• _WORK ORDER_
Only lines holding the word "convenience" are needed; copy each of them from the material.

• _DATA SUPPLIED_
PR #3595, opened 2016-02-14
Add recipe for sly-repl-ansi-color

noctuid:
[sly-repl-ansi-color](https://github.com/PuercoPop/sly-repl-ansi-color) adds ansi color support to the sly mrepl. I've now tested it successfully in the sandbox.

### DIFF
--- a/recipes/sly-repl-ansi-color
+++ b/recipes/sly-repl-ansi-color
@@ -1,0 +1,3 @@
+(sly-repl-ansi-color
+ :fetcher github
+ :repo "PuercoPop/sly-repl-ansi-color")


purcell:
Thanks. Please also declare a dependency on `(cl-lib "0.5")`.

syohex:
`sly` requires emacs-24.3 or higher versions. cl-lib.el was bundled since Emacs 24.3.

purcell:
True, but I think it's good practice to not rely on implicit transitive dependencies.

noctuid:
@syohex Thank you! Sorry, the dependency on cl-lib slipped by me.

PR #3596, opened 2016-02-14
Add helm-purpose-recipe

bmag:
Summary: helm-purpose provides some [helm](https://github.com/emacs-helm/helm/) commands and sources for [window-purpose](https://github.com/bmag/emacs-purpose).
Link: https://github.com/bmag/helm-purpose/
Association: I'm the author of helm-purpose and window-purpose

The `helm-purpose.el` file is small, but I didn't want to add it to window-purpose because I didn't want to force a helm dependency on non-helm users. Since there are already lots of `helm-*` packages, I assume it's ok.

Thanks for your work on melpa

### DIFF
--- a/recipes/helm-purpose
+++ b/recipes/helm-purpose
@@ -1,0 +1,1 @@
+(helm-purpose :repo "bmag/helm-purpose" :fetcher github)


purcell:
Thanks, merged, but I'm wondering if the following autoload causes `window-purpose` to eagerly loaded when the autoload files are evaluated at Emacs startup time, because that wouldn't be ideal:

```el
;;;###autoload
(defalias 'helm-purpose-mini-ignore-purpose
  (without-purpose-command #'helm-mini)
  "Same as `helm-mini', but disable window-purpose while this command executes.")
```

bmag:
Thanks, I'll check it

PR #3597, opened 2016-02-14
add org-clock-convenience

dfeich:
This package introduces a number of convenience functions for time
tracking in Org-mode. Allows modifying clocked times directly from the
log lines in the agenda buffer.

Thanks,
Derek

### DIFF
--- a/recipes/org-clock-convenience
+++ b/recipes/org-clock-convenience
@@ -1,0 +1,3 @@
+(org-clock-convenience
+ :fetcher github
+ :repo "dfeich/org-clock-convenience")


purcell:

---

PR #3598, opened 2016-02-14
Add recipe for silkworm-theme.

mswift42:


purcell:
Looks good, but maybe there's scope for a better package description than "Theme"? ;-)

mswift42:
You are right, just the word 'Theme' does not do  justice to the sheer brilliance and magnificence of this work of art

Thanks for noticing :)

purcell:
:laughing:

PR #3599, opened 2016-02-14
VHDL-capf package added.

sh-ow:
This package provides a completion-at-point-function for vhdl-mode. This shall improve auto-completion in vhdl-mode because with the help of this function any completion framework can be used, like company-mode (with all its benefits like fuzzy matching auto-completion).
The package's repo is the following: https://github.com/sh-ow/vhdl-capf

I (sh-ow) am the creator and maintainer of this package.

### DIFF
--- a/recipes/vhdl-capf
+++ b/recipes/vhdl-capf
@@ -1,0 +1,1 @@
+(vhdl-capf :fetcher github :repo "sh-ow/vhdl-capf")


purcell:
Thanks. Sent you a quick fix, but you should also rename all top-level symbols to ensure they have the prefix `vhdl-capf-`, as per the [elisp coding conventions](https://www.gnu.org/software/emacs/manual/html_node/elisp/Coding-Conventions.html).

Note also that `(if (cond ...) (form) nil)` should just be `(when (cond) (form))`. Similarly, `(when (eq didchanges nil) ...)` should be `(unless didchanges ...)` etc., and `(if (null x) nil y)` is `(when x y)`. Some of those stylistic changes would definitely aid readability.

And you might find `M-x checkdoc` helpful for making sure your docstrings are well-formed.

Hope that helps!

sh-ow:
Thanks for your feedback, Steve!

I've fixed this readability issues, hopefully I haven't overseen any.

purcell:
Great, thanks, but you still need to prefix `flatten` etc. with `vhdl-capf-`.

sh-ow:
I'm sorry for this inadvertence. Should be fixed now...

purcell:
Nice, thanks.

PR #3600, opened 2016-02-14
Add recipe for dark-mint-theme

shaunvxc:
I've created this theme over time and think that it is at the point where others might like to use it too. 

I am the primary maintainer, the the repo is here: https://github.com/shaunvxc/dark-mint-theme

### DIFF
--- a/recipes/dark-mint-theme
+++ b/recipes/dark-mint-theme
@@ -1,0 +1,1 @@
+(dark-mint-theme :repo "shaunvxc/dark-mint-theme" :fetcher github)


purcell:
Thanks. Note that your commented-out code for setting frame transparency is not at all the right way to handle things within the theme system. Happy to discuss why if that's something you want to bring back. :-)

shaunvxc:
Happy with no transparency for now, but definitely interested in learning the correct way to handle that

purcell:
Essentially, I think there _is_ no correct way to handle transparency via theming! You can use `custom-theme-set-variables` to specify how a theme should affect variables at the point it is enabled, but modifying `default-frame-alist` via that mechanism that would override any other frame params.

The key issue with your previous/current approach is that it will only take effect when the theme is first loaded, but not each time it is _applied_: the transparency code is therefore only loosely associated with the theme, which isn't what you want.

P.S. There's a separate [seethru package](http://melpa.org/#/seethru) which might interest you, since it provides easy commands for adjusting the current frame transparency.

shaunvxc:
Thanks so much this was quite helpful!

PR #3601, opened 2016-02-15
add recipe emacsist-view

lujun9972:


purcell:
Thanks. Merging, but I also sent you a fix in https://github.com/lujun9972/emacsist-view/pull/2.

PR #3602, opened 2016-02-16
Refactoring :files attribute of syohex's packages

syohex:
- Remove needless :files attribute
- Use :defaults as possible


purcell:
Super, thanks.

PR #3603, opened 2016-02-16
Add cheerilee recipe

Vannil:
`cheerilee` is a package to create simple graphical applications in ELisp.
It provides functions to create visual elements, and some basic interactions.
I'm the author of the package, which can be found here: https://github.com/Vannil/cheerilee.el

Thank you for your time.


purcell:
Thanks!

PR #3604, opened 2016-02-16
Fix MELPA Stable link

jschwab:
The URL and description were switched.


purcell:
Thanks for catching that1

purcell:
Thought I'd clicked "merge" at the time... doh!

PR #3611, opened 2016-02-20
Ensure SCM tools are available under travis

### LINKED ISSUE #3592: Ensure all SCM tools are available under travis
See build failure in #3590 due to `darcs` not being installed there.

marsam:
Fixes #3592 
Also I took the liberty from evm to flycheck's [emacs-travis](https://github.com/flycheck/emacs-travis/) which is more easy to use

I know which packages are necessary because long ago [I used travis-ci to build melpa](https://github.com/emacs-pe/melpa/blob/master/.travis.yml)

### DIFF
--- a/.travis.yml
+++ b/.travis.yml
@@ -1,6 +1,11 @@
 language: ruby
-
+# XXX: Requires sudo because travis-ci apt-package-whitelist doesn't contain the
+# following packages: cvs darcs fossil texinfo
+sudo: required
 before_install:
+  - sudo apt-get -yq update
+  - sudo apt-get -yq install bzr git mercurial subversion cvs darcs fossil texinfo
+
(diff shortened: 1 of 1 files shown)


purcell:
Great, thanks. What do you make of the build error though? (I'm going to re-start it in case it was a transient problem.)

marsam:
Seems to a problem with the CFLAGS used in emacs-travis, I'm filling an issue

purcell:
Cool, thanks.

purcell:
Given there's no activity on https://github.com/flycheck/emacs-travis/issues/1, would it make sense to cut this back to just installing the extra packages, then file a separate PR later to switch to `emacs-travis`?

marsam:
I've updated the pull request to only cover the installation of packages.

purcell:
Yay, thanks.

• _RESPONSE BELOW_
add org-clock-convenience
This package introduces a number of convenience functions for time
--- a/recipes/org-clock-convenience
+++ b/recipes/org-clock-convenience
+(org-clock-convenience
+ :repo "dfeich/org-clock-convenience")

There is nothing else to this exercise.